# CountFlops.jl

:warning:

This was borrowed from https://github.com/triscale-innov/GFlops.jl.

When code performance is an issue, it is sometimes useful to get absolute
performance measurements in order to objectivise what is "slow" or
"fast". `CountFlops.jl`

leverages the power of `Cassette.jl`

to automatically count
the number of floating-point operations in a piece of code.

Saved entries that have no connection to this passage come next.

PR #1170, opened 2021-09-14
fix mentions list to not include muted users

ambaldwin:
# Submit a pull request

### 🎯 Goal

Fix a bug that actually incorrectly only included muted users as mention options instead of the reverse.

### 🛠 Implementation details

Updated the conditional in the `filterMutes` method.

### 🎨 UI Changes

None

### DIFF
--- a/src/components/MessageInput/hooks/useUserTrigger.ts
+++ b/src/components/MessageInput/hooks/useUserTrigger.ts
@@ -126,7 +126,7 @@ export const useUserTrigger = <
 
       const filterMutes = (data: UserResponse<Us>[]) => {
         if (!mutes.length) return data;
-        return data.filter((suggestion) => mutes.some((mute) => mute.target.id === suggestion.id));
+        return data.filter((suggestion) => mutes.some((mute) => mute.target.id !== suggestion.id));
       };
 
       if (mentionAllAppUsers) {


DanC5 (approved):

src/components/MessageInput/hooks/useUserTrigger.ts
```diff
@@ -126,7 +126,7 @@ export const useUserTrigger = <
 
       const filterMutes = (data: UserResponse<Us>[]) => {
         if (!mutes.length) return data;
-        return data.filter((suggestion) => mutes.some((mute) => mute.target.id === suggestion.id));
+        return data.filter((suggestion) => mutes.some((mute) => mute.target.id !== suggestion.id));
```
JakeLokkesmoe, line 129: I don't think this is quite right either. Shouldn't the `some` here be `every` instead? Otherwise if I have two users with different `id`s muted, this filter will always return true.

```js
return data.filter((suggestion) => mutes.some((mute) => mute.target.id !== suggestion.id));
```

Thanks for your help on this!

ambaldwin: You're right - just added a new PR. Thanks!

PR #1176, opened 2021-09-15
Mentions autocomplete experience

ambaldwin:
# Submit a pull request

### 🎯 Goal

Add better support for mentions by ignoring diacritics, using transliteration (optionally via an optional dependency and by using a new prop, `useMentionsTransliteration` for the `MessageInput`), and Levenshtein distance to match similar names;

### 🛠 Implementation details

Add [Transliterate](https://github.com/sindresorhus/transliterate) library to use the Transliterator.
Add code for Levenstein distance. The minimum distance of 3.
Add Method to remove all diacritics.

### 🎨 UI Changes

None


docusaurus/docs/React/contexts/message-input-context.mdx
```diff
@@ -440,3 +440,11 @@ Function to upload an array of files to the `fileUploads` and `imageUploads` map
 | Type                                |
 | ----------------------------------- |
 | (files: FileList \| File[]) => void |
+
+### useMentionsTransliteration?: boolean;
```
DanC5, line 444: don't need the TS syntax in here

docusaurus/docs/React/message-input-components/message-input.mdx
```diff
@@ -190,3 +190,12 @@ If true, triggers typing events on text input keystroke.
 | Type    | Default |
 | ------- | ------- |
 | boolean | true    |
+
+
+### useMentionsTransliteration?: boolean;
```
DanC5, line 195: don't need the TS syntax in here

src/components/MessageInput/hooks/utils.ts
```diff
@@ -0,0 +1,93 @@
+import type { UserResponse } from 'stream-chat';
+// import transliterate from '@sindresorhus/transliterate';
```
DanC5, line 2: can delete

src/components/MessageInput/hooks/useUserTrigger.ts
```diff
@@ -153,16 +162,12 @@ export const useUserTrigger = <
...
-            return true;
-          }
-
-          return user.id.toLowerCase().includes(query.toLowerCase());
-        });
+        const matchingUsers = searchLocalUsers<Us>(
+          client.userID,
+          users,
+          query,
+          useMentionsTransliteration,
```
DanC5, line 169: instead of four different function args, let's do one object argument

src/components/MessageInput/hooks/utils.ts
```diff
@@ -0,0 +1,93 @@
...
+  }
+
+  return matrix[name.length][query.length];
+};
+
+export const searchLocalUsers = <Us extends DefaultUserType<Us> = DefaultUserType>(
+  ownUserId: string | undefined,
+  users: UserResponse<Us>[],
+  query: string,
+  useMentionsTransliteration?: boolean,
```
DanC5, line 62: after changing the function to an object argument, extract params into own type with something like
`(params: SearchLocalUsersParams)`

src/components/MessageInput/hooks/utils.ts
```diff
@@ -0,0 +1,93 @@
...
+    if (user.id === ownUserId) return false;
+    if (!query) return true;
+
+    let updatedId = removeDiacritics(user.id).toLowerCase();
+    let updatedName = removeDiacritics(user.name).toLowerCase();
+    let updatedQuery = removeDiacritics(query).toLowerCase();
+
+    if (useMentionsTransliteration) {
+      (async () => {
+        const { default: theDefault } = await import('@sindresorhus/transliterate');
```
DanC5, line 74: i don't understand what `theDefault` means, can we rename that to something more semantic?

DanC5: maybe even just `transliterate`

src/components/MessageInput/hooks/utils.ts
```diff
@@ -0,0 +1,93 @@
...
+        updatedName = theDefault(user.name || '').toLowerCase();
+        updatedQuery = theDefault(query).toLowerCase();
+        updatedId = theDefault(user.id).toLowerCase();
+      })();
+    }
+
+    if (updatedName !== undefined && updatedName.length) {
```
DanC5, line 81: can this just be `if (updatedName?.length)`

src/components/MessageInput/hooks/utils.ts
ambaldwin: default is a reserved word, so it has to be renamed. I can see how theDefault doesn't work :)

src/components/MessageInput/hooks/utils.ts
ambaldwin: updatedName could also be an empty string, which is not undefined, yet we still want want to enter this block if that' the case.

ambaldwin: this would want to skip this block and use the Id for searching, which is below this code

DanC5: yeah an empty string is still falesy so it wouldn't enter this block if that was the case

src/components/MessageInput/hooks/utils.ts
```diff
@@ -0,0 +1,99 @@
...
+    if (useMentionsTransliteration) {
+      (async () => {
+        const { default: transliterate } = await import('@sindresorhus/transliterate');
+        updatedName = transliterate(user.name || '').toLowerCase();
+        updatedQuery = transliterate(query).toLowerCase();
+        updatedId = transliterate(user.id).toLowerCase();
+      })();
+    }
+
+    if (updatedName !== undefined) {
```
DanC5, line 87: actually can't this now just be `if (updatedName)` ?

ambaldwin: yes! I just changed this. An empty string is actually nullable, so this check didn't work with just updatedName !== undefined, which is why I added the length condition. But, if (updatedName) is the same.

DanC5 (approved):

PR #1193, opened 2021-09-21
Social message input

zacheryconverse:
# Submit a pull request

### 🎯 Goal

Attachment previews for files and images. Adjust emoji picker. Bolt onClick sets giphyState.

### 🛠 Implementation details

Attach button displays file picker via rfu FileUplaodButton and ImageDropzone. Add bar to emoji mart. stopPropogation onClick

### 🎨 UI Changes

Screen Shot 2021-09-21 at 10 20 58 AM

Screen Shot 2021-09-21 at 10 24 40 AM


examples/website-demos/social-messaging/src/components/MessageInput/SocialMessageInput.scss
```diff
@@ -27,19 +28,26 @@
...
     &-attach {
       display: flex;
-      padding: 8px 13px;
+      padding: 0 13px;
     }
 
     &-bolt {
       display: flex;
-      padding: 6px;
+      padding: 9px 6px;
```
DanC5, line 36: 9 seems like an odd choice, is that what the designs say?

examples/website-demos/social-messaging/src/components/MessageInput/SocialMessageInput.scss
```diff
@@ -27,19 +28,26 @@
 
     &-attach {
       display: flex;
-      padding: 8px 13px;
+      padding: 0 13px;
```
DanC5, line 31: 13? this what designs have?

zacheryconverse: 13 is what the design says - yes

examples/website-demos/social-messaging/src/components/MessageInput/SocialMessageInput.tsx
```diff
@@ -115,27 +115,29 @@ export const SocialMessageInput = (props: Props) => {
...
-                    className='input-ui-input-emoji-picker'
-                    ref={emojiPickerRef}
-                    onClick={openEmojiPicker}
-                  >
-                    <EmojiPickerIcon />
-                  </div>
-                )}
-              </>
-            }
+            <div className='input-ui-wrapper-emoji'>
```
DanC5, line 121: this classname doesn't make a ton of sense, in fact i think we can probably clean up the naming higher up the tree as well. for instance we have `input-ui-container` at the outermost level and then `input-ui-wrapper` nested on level within. outermost should probably be `input-ui` and then we append semantic naming related to their function after, so the first nested div would be something like `input-ui-icons`, which makes more sense than wrapper inside container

When combined with
the accuracy of `BenchmarkTools`

, this allows for easy and absolute performance
measurements.

## Installation

This package is registered and can therefore be simply be installed with

pkg> add CountFlops

## Example use

This simple example shows how to track the number of operations in a vector summation:

julia> using CountFlops
julia> x = rand(1000);
julia> @count_ops sum($x)
Flop Counter: 999 flop
┌─────┬─────────┐
│ │ Float64 │
├─────┼─────────┤
│ add │ 999 │
└─────┴─────────┘

`CountFlops.jl`

internally tracks several types of Floating-Point operations, for
both 32-bit and 64-bit operands. Pretty-printing a Flop Counter only
shows non-zero entries, but any individual counter can be accessed:

julia> function mixed_dot(x, y)
acc = 0.0
@inbounds @simd for i in eachindex(x, y)
acc += x[i] * y[i]
end
acc
end
mixed_dot (generic function with 1 method)
julia> x = rand(Float32, 1000); y = rand(Float32, 1000);
julia> cnt = @count_ops mixed_dot($x, $y)
Flop Counter: 1000 flop
┌─────┬─────────┬─────────┐
│ │ Float32 │ Float64 │
├─────┼─────────┼─────────┤
│ add │ 0 │ 1000 │
│ mul │ 1000 │ 0 │
└─────┴─────────┴─────────┘
julia> fieldnames(CountFlops.Counter)
(:fma32, :fma64, :muladd32, :muladd64, :add32, :add64, :sub32, ...)
julia> cnt.add64
1000

## Caveats

### Fused Multiplication and Addition: FMA & MulAdd

On systems which support them, FMAs and MulAdds compute two operations (an
addition and a multiplication) in one instruction. `@count_ops`

counts each
individual FMA/MulAdd as one operation, which makes it easier to interpret
counters. However, `@gflops`

will count two floating-point operations for each
FMA, in accordance to the way high-performance benchmarks usually behave:

julia> x = 0.5; coeffs = rand(10);
# 9 MulAdds but 18 flop
julia> cnt = @count_ops evalpoly($x, $coeffs)
Flop Counter: 18 flop
┌────────┬─────────┐
│ │ Float64 │
├────────┼─────────┤
│ muladd │ 9 │
└────────┴─────────┘

### Non-julia code

`CountFlops.jl`

does not see what happens outside the realm of Julia code. It
especially does not see operations performed in external libraries such as BLAS
calls:

julia> using LinearAlgebra
julia> @count_ops dot($x, $y)
Flop Counter: 0 flop

This is a known issue; we'll try and find a way to circumvent the problem.